I finally made my way to bed sometime before 2a.m. this morning. I think I may have fallen asleep, or was right at the brink of sleep when I was startled awake by screaming. Screaming coming from outside.
Screaming a deathly screaming screech. The sound of a small child or someone in extreme anguish. The screaming didn't subside. I stumbled out of bed. Maneuvered poorly around in the dark. Grabbed my glasses, thought of grabbing a phone to call 911, but didn't. Ran into the hallway door en route to the front door. The screaming continued.
I opened the front door. I scanned the street. I didn't say anyone. I listened. I heard IT.
A CAT. A DAMN CAT - LIKELY IN HEAT.
The thought crossed my mind of strangling the cat. The thought that at this very moment - I'm SO NOT a pet lover. I went back to bed. The screaming continued. I covered my head under the comforter. The screaming continued.
I thought about writing a post titled "8 Minutes & the Pussy" and how to put a humorous spin on it. 8 Minutes was the amount of time I spent in an upright tanner getting burned before my upcoming trip. And the cat that prevented me from sleeping for another several hours.
But all of it really doesn't seem to matter...now.
I called my son's dad to discuss practice tonight and spring break since he hadn't responded to my email from last week. In his "man of few words" I learned that he may need me to get my son as soon as possible when I return from my vacation. Why?

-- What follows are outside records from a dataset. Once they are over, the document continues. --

PR #1070, opened 2024-03-14
Duplicates report

adamhstewart:
This enables a report of likely duplicate records. It identifies likely duplicates by matching birthdates within a village (while stripping out birthdates on XXXX-01-01 (as this is the date that is used for estimated birthdates).


AronNovak (approved):

AronNovak:
Do we need to include this in the Jenkins-based reports?

adamhstewart:
> Do we need to include this in the Jenkins-based reports?

@AronNovak  Not necessary, thanks.

Issue #1089, opened 2024-03-28
HIV Management - Encounter Infrastructure [6h]


anvmn:
Tasks:
- Create infrastructure for Participant and Encounter pages
- Start encounter logic

anvmn:
@adamhstewart

Deployed to Nutrition env. Ready for QA.

balagan73:
## QA Review

### Found issues and questions:


### Checked and approved:

1. HIV encounter is implemented
![image](https://github.com/TIP-Global-Health/eheza-app/assets/3536805/e55530c8-ee6d-42f7-b401-43a8b1892b3d)

balagan73:
@anvmn What are the Participant pages? I have checked the participant directory, but did not see any HIV related data.

anvmn:
@balagan73 

> @anvmn What are the Participant pages? I have checked the participant directory, but did not see any HIV related data.

Participant page is the one you added at screenshot.
That's the page where we have decision logic of to start encounter and create new participant, or subsequent encounter for existing participant.

PR #1090, opened 2024-03-28
HIV management - encounter infra

anvmn:
#1089


anvmn:
Peek 2024-03-28 22-41

PR #3, opened 2026-04-18
specs: 000 — system overview

r12f:
## Summary

Adds the foundational `specs/000-overview.md` per parent epic **DPU-4** and issue **DPU-6**. This spec must merge before any feature spec.

It covers:

- **Mission, scope, non-goals** — DPU-resident flow telemetry consuming ERSPAN III mirrors; v1 explicitly excludes inline steering, L7 parsing, multi-DPU clustering, long-term storage, and a GUI.
- **Component map** — `infmon-backend` (C/C++ VPP plugin, gtest), `infmon-frontend` (Rust, cargo test), `infmon-cli` (Rust, cargo test), `tests/` (E2E pcap replay, not in CI), with an ASCII diagram.
- **Data flow** — ERSPAN-mirrored packets → backend match & flow-table update → frontend snapshot/aggregate → exporters.
- **Repo layout** and **language/test conventions** — clang-format + gtest for C/C++; rustfmt + clippy + cargo test for Rust; Conventional Commits + DCO sign-off.
- **Build & release model** — single `infmon_<ver>_arm64.deb` for v1 on BlueField-3 / Ubuntu 22.04 arm64.
- **Glossary** — ERSPAN III, VPP, DPDK, flow / flow tracker, snapshot, aggregate, exporter, collector, DCO, etc.
- **Spec template** — `# NNN — Title / Owners / Context / Goals & Non-goals / Design / Interfaces / Test plan / Open questions`.
- **Open questions** explicitly deferred to specs 002–005 with proposed defaults.

## Test plan

- [x] Spec is a markdown doc only — no code changes; CI build/test jobs are unaffected.

## Related

- Epic: DPU-4 (InFMon)
- Closes: DPU-6

cc @banidoru for sign-off.

### DIFF
--- a/specs/000-overview.md
+++ b/specs/000-overview.md
@@ -1,0 +1,344 @@
+# 000 — System Overview
+
+## Version history
+
+| Version | Date       | Author      | Changes |
+| ------- | ---------- | ----------- | ------- |
+| 0.1     | 2026-04-18 | Riff (r12f) | Initial draft. Establishes mission, scope, component map, repo layout, build/release model, glossary (incl. flow / flow-rule), and pointers to the canonical spec template at [`TEMPLATE.md`](TEMPLATE.md). |
+
+---
+
+## Context
+
+Modern DPU-equipped servers (BlueField-3 and similar) terminate large volumes
+of east-west and north-south traffic at line rate. Operators need per-flow
+visibility — packets, bytes, TCP flags, RTT estimates, drops — without
+sacrificing data-plane throughput. Existing tools (sFlow, IPFIX from kernel
+paths, vendor-specific telemetry) either sample too aggressively, run on the
+host CPU, or are tied to one ASIC.
+
+InFMon is a flow-telemetry service that runs **on the DPU itself**, on top of
+VPP/DPDK, consumes ERSPAN III mirrored copies of production traffic, builds
+flow records in user-space, and exposes them through a local frontend and
+standard exporters. Because it never sits inline, it cannot drop production
+traffic, and because it runs on the DPU's ARM cores, it offloads telemetry
+work entirely off the host.
+
+## Mission
+
+Provide a high-throughput, low-overhead, **DPU-resident flow telemetry
+service** that turns mirrored packets into accurate, queryable flow records
+and feeds them to operator tooling.
+
+## Scope
+
+In-scope for v1:
+
+- Ingest ERSPAN III mirrored packets via VPP on BlueField-3 ARM cores.
+- Parse L2–L4 (Ethernet, VLAN, IPv4/IPv6, TCP/UDP/ICMP).
+- Maintain a flow table keyed by 5-tuple (+ VRF/VNI when present — see note
+  below on extraction source).
+- Maintain per-flow counters: packets, bytes, first/last seen, TCP flag union,
+  and a deliberately narrow TCP RTT estimate for v1: handshake RTT only
+  (time delta between observed `SYN` and matching `SYN-ACK` on the reverse
+  direction of the same flow). Mid-stream / data-segment RTT estimation from
+  mirrored traffic is out of scope for v1 and is deferred to a later spec.
+
+> **Note on VRF/VNI source.** When the inbound packet is ERSPAN III, the
+> `VRF/VNI` field in the flow key is taken from the ERSPAN III header itself
+> (session ID / VRF-ID / SGT fields carried in the ERSPAN III shim). InFMon
+> v1 does **not** parse inner tunnel encapsulation (VXLAN, GENEVE, inner
+> GRE) to derive a VNI; doing so would exceed the L2–L4 scope above. If the
+> mirrored payload happens to be a VXLAN frame, the VNI is treated as part
+> of the opaque inner payload, not extracted into the flow key. This will be
+> revisited in spec 002 (parser).
+- Expose a snapshot/aggregate API consumed by `infmon-frontend`.
+- Ship exporters for at least one standard format (IPFIX or OpenTelemetry —
+  decided in spec 004).
+- A CLI (`infmon-cli`) for inspection, debugging, and admin.
+- Packaging as a `.deb` for **arm64 / aarch64**, single artifact for v1.
+
+Out-of-scope for v1 (non-goals):
+
+- Inline packet steering or modification.
+- Stateful application-layer parsing (TLS SNI, HTTP, gRPC, etc.).
+- Multi-DPU clustering / federated aggregation.
+- A long-term storage backend (InFMon is a producer, not a TSDB).
+- A GUI dashboard. The frontend exposes APIs; visualization is downstream.
+- x86 host builds (portable in principle; not a v1 deliverable).
+
+## Component Map
+
+```
+                +-----------------------------------------------+
+                |                  BlueField-3 DPU              |
+                |                                               |
+ERSPAN III ---> |  VPP graph                                    |
+mirrored        |     |                                         |
+packets         |     v                                         |
+                |  +-------------------+                        |
+                |  | infmon-backend    |                        |
+                |  | (C/C++ VPP plug)  |                        |
+                |  | - decap ERSPAN    |                        |
+                |  | - parse L2–L4     |                        |
+                |  | - flow table      |                        |
+                |  | - counters        |                        |
+                |  +---------+---------+                        |
+                |            |  shared rings / SHM              |
+                |            |  (snapshot/aggregate API,        |
+                |            |   backend -> frontend only)      |
+                |            v                                  |
+                |  +-------------------+    +---------------+   |
+                |  | infmon-frontend   |--->| exporters     |---+--> collectors
+                |  | (Rust)            |    | (IPFIX/OTel)  |   |     (off-DPU)
+                |  | - aggregate       |    +---------------+   |
+                |  | - serve API       |                        |
+                |  +---------+---------+                        |
+                |            ^                                  |
+                +------------|----------------------------------+
+                             |  local UDS, loopback only
+                       +-----+------+
+                       | infmon-cli |
+                       |  (Rust)    |
+                       +------------+
+```
+
+| Component         | Language | Test framework | Purpose                                      |
+|-------------------|----------|----------------|----------------------------------------------|
+| `infmon-backend`  | C/C++    | gtest          | VPP plugin: ERSPAN decap, parse, flow table  |
+| `infmon-frontend` | Rust     | cargo test     | Snapshot/aggregate, exporter drivers, API    |
+| `infmon-cli`      | Rust     | cargo test     | Operator/admin CLI over the frontend API     |
+| `tests/`          | mixed    | pytest + pcap  | E2E real-packet replay (see *E2E execution* below) |
+
+> **Backend language note.** "C/C++" here means: production VPP plugin code
+> (graph nodes, parser, flow-table) is **C11**, matching VPP's own conventions
+> and its C-only node registration macros (`VLIB_REGISTER_NODE` etc.). C++17
+> is allowed only inside `backend/tests/` for GoogleTest fixtures and helpers,
+> which link against the plugin's C ABI through `extern "C"` headers. No C++
+> runtime is loaded into the VPP process in production.
+
+> **Frontend → CLI API and security.** The frontend exposes its API to the
+> CLI over a Unix domain socket bound to a path under `/run/infmon/` with
+> `0660` permissions and an `infmon` group. Membership in that group is the
+> v1 authorization model: any local process whose user is in `infmon` may
+> query; others get `EACCES` at connect time. There is no network listener
+> on this socket — it is loopback/UDS only, never TCP. Stronger auth (token,
+> mTLS) is deferred and tracked as an open question; this is called out so
+> operators on a shared DPU understand the trust boundary.
+
+> **E2E execution.** The `tests/` suite is **not** run on every PR because
+> it requires either a physical BlueField-3 with a real ERSPAN source or an
+> emulated DPU rig with replayed pcaps. It is run in two situations:
+> (1) **release-candidate gating** — every `vX.Y.Z-rc*` tag must pass the
+> full E2E suite on the reference rig before promotion to a final tag, and
+> (2) **nightly** on the maintainers' rig against `main`, with failures
+> filed as issues. A manual `workflow_dispatch` job is also provided so a
+> reviewer can request an E2E run on a specific PR when warranted.
+
+## Data Flow
+
+1. **Mirror.** Upstream switch / host vSwitch mirrors selected traffic via
+   ERSPAN III, encapsulated in GRE, to an IP on the DPU.
+2. **Receive.** DPDK PMD on the DPU delivers packets to VPP.
+3. **Decap & dispatch.** A VPP node owned by `infmon-backend` recognizes
+   ERSPAN III, strips the outer GRE/ERSPAN headers, and reinjects the inner
+   frame **into a private InFMon-only sub-graph** for L2–L4 parsing and flow
+   accounting. The decapped inner frame is **never** returned to VPP's
+   standard L2/L3 forwarding graph: InFMon is a passive telemetry consumer
+   and must not cause the DPU to forward, route, or otherwise act on the
+   mirrored copy. Once parsing and counter updates complete, the buffer is
+   freed at the terminal node.
+4. **Match & key.** L2–L4 parser produces a flow key (5-tuple + VRF/VNI when
+   available) and per-packet metadata (length, TCP flags, timestamp).
+5. **Update.** Flow table lookup; on hit, update counters in place; on miss,
+   insert a new flow record (with eviction policy per spec 003 to be written).
+6. **Snapshot.** Frontend periodically reads the backend's exposed snapshot
+   (lock-free / RCU-style; details in spec 002) and builds an aggregate view.
+7. **Export.** Frontend pushes records to configured exporters and serves
+   `infmon-cli` queries against the aggregate.
+
+## Repo Layout
+
+```
+InFMon/
+├── README.md
+├── LICENSE                 # Apache-2.0
+├── specs/
+│   ├── 000-overview.md     # this file
+│   ├── TEMPLATE.md         # canonical copy of the spec skeleton
+│   └── NNN-<slug>.md       # one spec per accepted feature
+├── backend/                # infmon-backend (C/C++ VPP plugin)
+│   ├── src/
+│   ├── include/
+│   ├── tests/              # gtest unit tests
+│   └── CMakeLists.txt
+├── frontend/               # infmon-frontend (Rust)
+│   ├── src/
+│   ├── tests/
+│   └── Cargo.toml
+├── cli/                    # infmon-cli (Rust)
+│   ├── src/
+│   └── Cargo.toml
+├── tests/                  # E2E, real-packet replay (NOT in CI)
+│   ├── pcaps/
+│   └── scenarios/
+├── packaging/
+│   └── debian/             # aarch64 .deb build files
+└── .github/workflows/      # CI: build + unit tests for all components
+```
+
+## Language & Test Conventions
+
+- **C/C++ (backend):**
+  - C11 / C++17. Match VPP's existing style (4-space indent, snake_case
+    functions, `vlib_*` / `vnet_*` patterns).
+  - `clang-format` enforced in CI. Headers in `backend/include/`.
+  - Unit tests: GoogleTest (`gtest`). Built only when
+    `-DINFMON_BUILD_TESTS=ON`.
+- **Rust (frontend, cli):**
+  - Stable toolchain pinned via `rust-toolchain.toml`.
+  - `rustfmt` and `clippy -D warnings` enforced in CI.
+  - `cargo test` for unit + integration tests.
+  - Workspace `Cargo.toml` at repo root if/when shared crates appear.
+- **Commits:** Conventional Commits (`feat:`, `fix:`, `docs:`, `refactor:`,
+  `test:`, `ci:`, `chore:`). All commits include `Signed-off-by:` (DCO).
+- **Git history / merge style:** PR branches should be **rebased onto
+  `main`** (not merge-committed) before merge. PRs are merged via GitHub's
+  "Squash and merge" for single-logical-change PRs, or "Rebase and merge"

What it boils down to, my son's father has cancer. He will require surgery and a week in the hospital. He divulged no chemo or radiation necessary. He detected it because of a problem and has been working on scheduling and such for the past few months. T is his only "loose end" but the date of surgery isn't definite.
Just puts things into perspective. While I'm not privy to much information, I do know that is my son's father. I wish him well. Regardless of everything, I have never wished him ill will. And to those that believe in karma, even that gives me no solace. I really do wish him the best, not only for him, for his family, for his other child, but for our son. Our Son.
1 comment:
Sorry to hear about your son's father. I hope for the best for him.